Inequality Creates Spontaneous Benefits
Friedrich A. Hayek (1960), in fact, emphatically holds that “progress cannot be planned” (p. 41). This is largely due to Hayek’s overall philosophy that man is constantly confounded by a knowledge problem that limits the range and effectiveness of anything that he designs. The only solution to the knowledge problem is an allowance for the work of spontaneous order. The question of luxury is no exception.
When inequality is permitted to exist in its natural form, as the result of directing income according to market-value rather than government convention, the results will eventually benefit everyone – even if not obviously or immediately. This is due to the fact that luxury items are first held by the few but are then seen by many who observe and envy (Hayek, 1960, p. 45). Thus, others begin to demand the good held only by a few.
With this heightened demand, more producers learn to create the luxury item and it slowly becomes available to more and more people of less and less income. Eventually, after manufacturers have found simpler and less expensive ways to quickly create the coveted good, supply and demand meet to determine a price that is much more accessible to the masses. Such an impersonal market force has allowed for unprecedented improvements in the last few centuries. A continually unfettered market will, in turn, produce untold advantages for the current and coming standards of living for a great majority.

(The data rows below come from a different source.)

PR #9034, opened 2026-01-15
Support ExecutionStatus and TaskQueue as chasm search attributes

awln-temporal:
## What changed?
Support `ExecutionStatus` and `TaskQueue` as chasm search attributes. 

`ExecutionStatus` is a registrable chasm search attribute alias which will be used by chasm library authors to map to LowCardinality fields.

`TaskQueue` is a predefined chasm search attribute that will map internally to the TaskQueue system search attribute. TaskQueue values will be retrieved from the list of SearchAttributeKeyValues and will replace the TaskQueue parameter in the visibility request base. On query, the TaskQueue system search attribute value will populate the TaskQueue key in the Chasm search attributes map.

## Why?
Unblock standalone activities.

## How did you test it?
- [X] built
- [X] added new unit test(s)

### DIFF
--- a/chasm/lib/tests/payload.go
+++ b/chasm/lib/tests/payload.go
@@ -16,18 +16,17 @@ const (
 )
 
 const (
-	TestScheduleID                = "TestScheduleID"
-	PayloadTotalCountSAAlias      = "PayloadTotalCount"
-	PayloadTotalSizeSAAlias       = "PayloadTotalSize"
-	PayloadExecutionStatusSAAlias = "PayloadExecutionStatus"
-	ExecutionStatusSAAlias        = "ExecutionStatus"
-	DefaultPayloadStoreTaskQueue  = "payload-store-task-queue"
+	TestScheduleID               = "TestScheduleID"
+	PayloadTotalCountSAAlias     = "PayloadTotalCount"
+	PayloadTotalSizeSAAlias      = "PayloadTotalSize"
+	ExecutionStatusSAAlias       = "ExecutionStatus"
+	DefaultPayloadStoreTaskQueue = "payload-store-task-queue"
 )
 
 var (
 	PayloadTotalCountSearchAttribute = chasm.NewSearchAttributeInt(PayloadTotalCountSAAlias, chasm.SearchAttributeFieldInt01)
 	PayloadTotalSizeSearchAttribute  = chasm.NewSearchAttributeInt(PayloadTotalSizeSAAlias, chasm.SearchAttributeFieldInt02)
-	ExecutionStatusSearchAttribute   = chasm.NewSearchAttributeKeyword(ExecutionStatusSAAlias, chasm.SearchAttributeFieldKeyword03)
+	ExecutionStatusSearchAttribute   = chasm.NewSearchAttributeKeyword(ExecutionStatusSAAlias, chasm.SearchAttributeFieldLowCardinalityKeyword01)
 
 	_ chasm.VisibilitySearchAttributesProvider = (*PayloadStore)(nil)
 	_ chasm.VisibilityMemoProvider             = (*PayloadStore)(nil)
--- a/tests/chasm_test.go
+++ b/tests/chasm_test.go
@@ -611,7 +611,7 @@ func (s *ChasmTestSuite) TestListExecutions_ExecutionStatusAsAlias() {
 
 	// Query using "ExecutionStatus" as a CHASM alias (which maps to TemporalKeyword03)
 	// This tests that CHASM components can use "ExecutionStatus" as an alias for their own search attribute
-	visQuery := fmt.Sprintf("TemporalNamespaceDivision = '%d' AND ExecutionStatus = 'Running'", archetypeID)
+	visQuery := fmt.Sprintf("TemporalNamespaceDivision = '%d' AND ExecutionStatus = 'Running' AND PayloadStoreId = '%s'", archetypeID, storeID)
 
 	var visRecord *chasm.ExecutionInfo[*testspb.TestPayloadStore]
 	s.Eventually(


chasm/lib/tests/payload.go
```diff
@@ -20,12 +20,15 @@ const (
...
 	PayloadExecutionStatusSAAlias = "PayloadExecutionStatus"
+	ExecutionStatusSAAlias        = "ExecutionStatus"
+	DefaultPayloadStoreTaskQueue  = "payload-store-task-queue"
 )
 
 var (
 	PayloadTotalCountSearchAttribute      = chasm.NewSearchAttributeInt(PayloadTotalCountSAAlias, chasm.SearchAttributeFieldInt01)
 	PayloadTotalSizeSearchAttribute       = chasm.NewSearchAttributeInt(PayloadTotalSizeSAAlias, chasm.SearchAttributeFieldInt02)
 	PayloadExecutionStatusSearchAttribute = chasm.NewSearchAttributeKeyword(PayloadExecutionStatusSAAlias, chasm.SearchAttributeFieldLowCardinalityKeyword01)
+	ExecutionStatusSearchAttribute        = chasm.NewSearchAttributeKeyword(ExecutionStatusSAAlias, chasm.SearchAttributeFieldKeyword03)
```
rodrigozhou: Didn't you mean to replace the `PayloadExecutionStatusSearchAttribute` with this new one so it would be mapped to low cardinality field?

common/persistence/visibility/visibility_manager_impl.go
```diff
@@ -200,6 +200,15 @@ func (p *visibilityManagerImpl) convertToChasmExecutionInfo(
 		return nil, err
 	}
 
+	// If TaskQueue is registered in the mapper, populate it from the execution's TaskQueue field.
+	// TaskQueue is a preallocated search attribute that maps to the system column.
+	if chasmAliasedSAs == nil {
+		chasmAliasedSAs = make(map[string]chasm.VisibilityValue)
+	}
```
rodrigozhou: I thought the predefined search attributes in CHASM didn't need to be registered with the component. Do they need?

common/searchattribute/sadefs/constants.go
```diff
@@ -188,6 +188,25 @@ var (
...
+		StartTime:            {},
+		ExecutionTime:        {},
+		CloseTime:            {},
+		HistoryLength:        {},
+		HistorySizeBytes:     {},
+		StateTransitionCount: {},
+		ParentWorkflowID:     {},
+		ParentRunID:          {},
+		RootWorkflowID:       {},
+		RootRunID:            {},
```
rodrigozhou: Parent and root execution is not populated at this moment. Do we want to reserve those as potential CHASM system search attributes?
cc: @bergundy

common/searchattribute/sadefs/constants.go
```diff
@@ -188,6 +188,25 @@ var (
 		VisibilityTaskKey: {},
 	}
 
+	// chasmSystemSearchAttributes are system search attributes used by CHASM internally
+	// and cannot be used as CHASM search attribute aliases. These correspond to fields
+	// in chasm.ExecutionInfo.
+	chasmSystemSearchAttributes = map[string]struct{}{
+		WorkflowID:           {},
+		RunID:                {},
+		WorkflowType:         {},
```
rodrigozhou: I thought workflow type was not gonna be here.
cc: @bergundy

common/persistence/visibility/visibility_manager_impl.go
yycptt: is the purpose for registration to know if TaskQueue needs to be returned? I think we can return it as long as it's not empty. Then we don't need to do the registration and have the same experience as other predefined SA.

common/searchattribute/sadefs/constants.go
yycptt: yeah we can move it later I think given the tight deadline. Add a TODO here though.

common/searchattribute/sadefs/constants.go
yycptt: Those feel like chasm component SA to me as well. I am not sure if we want to make parent/child a general chasm concept. Similar to WorkflowType above, I feel we can move them later.

common/persistence/visibility/visibility_manager_impl.go
awln-temporal: Yeah, maybe we can return it by default then. I wasn't quite sure about all the places that end up setting TaskQueue, but maybe aren't a CHASM execution. And, like for schedules, there may be cases that want to query against chasm and non-chasm executions, but we might not want to return taskQueue as a chasm search attribute for non-chasm executions?

chasm/lib/tests/payload.go
awln-temporal: Left it as a separate search attribute to test both paths as a chasm search attribute alias and as the system attribute alias, didn't really think any harm to test both cases, but I can remove `PayloadExecutionStatusSearchAttribute`

common/searchattribute/sadefs/constants.go
awln-temporal: removed workflowType

chasm/lib/tests/payload.go
```diff
@@ -20,12 +20,14 @@ const (
...
+	DefaultPayloadStoreTaskQueue  = "payload-store-task-queue"
 )
 
 var (
-	PayloadTotalCountSearchAttribute      = chasm.NewSearchAttributeInt(PayloadTotalCountSAAlias, chasm.SearchAttributeFieldInt01)
-	PayloadTotalSizeSearchAttribute       = chasm.NewSearchAttributeInt(PayloadTotalSizeSAAlias, chasm.SearchAttributeFieldInt02)
-	PayloadExecutionStatusSearchAttribute = chasm.NewSearchAttributeKeyword(PayloadExecutionStatusSAAlias, chasm.SearchAttributeFieldLowCardinalityKeyword01)
+	PayloadTotalCountSearchAttribute = chasm.NewSearchAttributeInt(PayloadTotalCountSAAlias, chasm.SearchAttributeFieldInt01)
+	PayloadTotalSizeSearchAttribute  = chasm.NewSearchAttributeInt(PayloadTotalSizeSAAlias, chasm.SearchAttributeFieldInt02)
+	ExecutionStatusSearchAttribute   = chasm.NewSearchAttributeKeyword(ExecutionStatusSAAlias, chasm.SearchAttributeFieldKeyword03)
```
rodrigozhou:
```suggestion
	ExecutionStatusSearchAttribute   = chasm.NewSearchAttributeKeyword(ExecutionStatusSAAlias, chasm.SearchAttributeFieldLowCardinalityKeyword01)
```

chasm/lib/tests/payload.go
```diff
@@ -20,12 +20,14 @@ const (
 	PayloadTotalCountSAAlias      = "PayloadTotalCount"
 	PayloadTotalSizeSAAlias       = "PayloadTotalSize"
 	PayloadExecutionStatusSAAlias = "PayloadExecutionStatus"
```
rodrigozhou: Remove this if unused

Issue #142, opened 2020-01-17
GridapTypes not printed correclty


fverdugo:
We still have the default verbose printing for `GridapType` objects

There is a `Base.` missing before `show` on line. This yould be the problem
https://github.com/gridap/Gridap.jl/blob/2a5681883d86a8a917b9d62f849db1631cfc1064/src/new/Helpers/Helpers.jl#L91

@victorsndvg 

Can you fix this and add a small test that checks that objects are printed as we expect?

victorsndvg:
Solved in commit 9fcceac. PR #145

fverdugo:
Closed via #145

PR #145, opened 2020-01-17
overwrite Base.show method for GridapType as suggested in #142

victorsndvg:
Solves #142

### DIFF
--- a/src/new/Helpers/Helpers.jl
+++ b/src/new/Helpers/Helpers.jl
@@ -88,7 +88,7 @@ tfill(v,::Val{3}) = (v,v,v)
 """
 abstract type GridapType end
 
-function show(io::IO,object::GridapType)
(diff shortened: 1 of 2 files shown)


fverdugo:
@victorsndvg,

In order to check if objects get displayed as we want, you can use these examples:

For `print()`:
https://github.com/gridap/Gridap.jl/blob/ab94dbbd1a0904395c969eaf473ee5ff5feadfe6/test/FESpacesTests/FESpacesTests.jl#L12

For `display()`: 
https://github.com/gridap/Gridap.jl/blob/ab94dbbd1a0904395c969eaf473ee5ff5feadfe6/test/FESpacesTests/FESpacesTests.jl#L14

victorsndvg:
done in 6aca8c8

Issue #244, opened 2020-05-05
Change the type of sizes/partition member variables of CartesianDescriptor


amartinhuertas:
Change the types of the `sizes` and `partition` fields of `CartesianDescriptor` to tuples instead of points

Currently the (unique) inner constructor of `CartesianDescriptor`, available here:

https://github.com/gridap/Gridap.jl/blob/master/src/Geometry/CartesianGrids.jl#L22

clashes with

https://github.com/gridap/Gridap.jl/blob/master/src/Geometry/CartesianGrids.jl#L46

fverdugo:
Thanks for reporting!

fverdugo:
Closed via PR #246

PR #246, opened 2020-05-12
Change the type of sizes/partition member variables of CartesianDescriptor 

amartinhuertas:
See issue #244

### DIFF
--- a/Project.toml
+++ b/Project.toml
@@ -1,7 +1,7 @@
 name = "Gridap"
 uuid = "56d4f2e9-7ea1-5844-9cf6-b9c51ca7ce8e"
 authors = ["Santiago Badia <santiago.badia@monash.edu>", "Francesc Verdugo <fverdugo@cimne.upc.edu>"]
-version = "0.9.2"
+version = "0.10.0"
 
 [deps]
 BSON = "fbb218c0-5317-5bc6-957e-2ee96dd4b1f0"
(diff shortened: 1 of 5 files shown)


amartinhuertas:
Hi @fverdugo! You can proceed with your code review. One doubt that comes into my mind. The set of changes in this PR to which ChangeLog cathegory should go? My guess is that they should go to `Changed`, as we have modified the behaviour of a generic function which is in the public API of Gridap.jl, in particular, `CartesianDescriptor`. Agreed?

fverdugo:
> The set of changes in this PR to which ChangeLog cathegory should go? My guess is that they should go to Changed, as we have modified the behaviour of a generic function which is in the public API of Gridap.jl, in particular, CartesianDescriptor. Agreed?

Yes, moreover we are changing the types of the fields in the struct, which in this case are public fields.

fverdugo:
@amartinhuertas I have added type annotations to the arguments in the inner constructor of `CartesianDescriptor`. I have realized that these arguments cannot be of arbitrary type since some particular combinations can conflict with the method `CartesianDescriptor(pmin::Point,pmax::Point,partition)`

fverdugo:
@amartinhuertas Can you write a new entry in NEWS.md about this PR once it is merged?

amartinhuertas:
> @amartinhuertas Can you write a new entry in NEWS.md about this PR once it is merged?

Done in f560fa245e68284b06dfb8ebdb2d2899d26253fc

The Man of Independent Means
There is, however, another societal role that can only be played by the idle rich. Hayek (1960) describes the “man of independent means” as one capable of preserving the fine arts, education and research, history, and novel ideas in the fields of politics, morals, and religion (p. 125). His wealth renders him a credible platform from which he can properly influence the majority view. Also, by financially supporting religious causes, philosophies, and programs, the man of independent means is able to directly subsidize the fruition of his convictions.
Furthermore, the man of independent means can directly use his resources for other forms of philanthropy. For instance, history demonstrates that majorities are inadequate in the pursuit of preserving the arts because most people lack the resources and incentives to invest heavily in anything that benefits society and preserves beauty for an audience broader than themselves (Hayek, 1960, p. 126). The idle rich, however, have the resources, and often the tastes, necessary to invest in museums, universities, historical sites, libraries, hospitals, and other such philanthropic endeavors that serve society. One merely has to consider the various public buildings bearing the name “Carnegie” for proof of the benefits of such philanthropy.
All of this in mind, one can properly respond to the critic of the manor on the hill. That manor once lacked plumbing, electricity, electric heat, telephone wires, television, internet, and a vast array of other luxuries not heard of two centuries ago. Now, however, the critic of luxury likely revels in these conveniences without casting stones or passing judgment. That same individual has likely strolled through a museum or received medical care that truly originated from the generosity of a selfish man and his “immoral” proportion of wealth.
Then, in truth, we benefit today from the extravagances of yesterday. If government can resist the shallow temptation to redistribute wealth for the immediate catharsis of easy justice, the extravagances of today will turn into the necessities of tomorrow. Such improvements will not yield perfection on earth, but they will certainly serve to make life more convenient for those in the valley.
Hayek, Friedrich A. (1960). The Constitution of Liberty. The University of Chicago Press: Chicago.
Mises, Ludwig Von. (1985). Liberalism. The Foundation for Economic Education, Inc: Irvington, New York.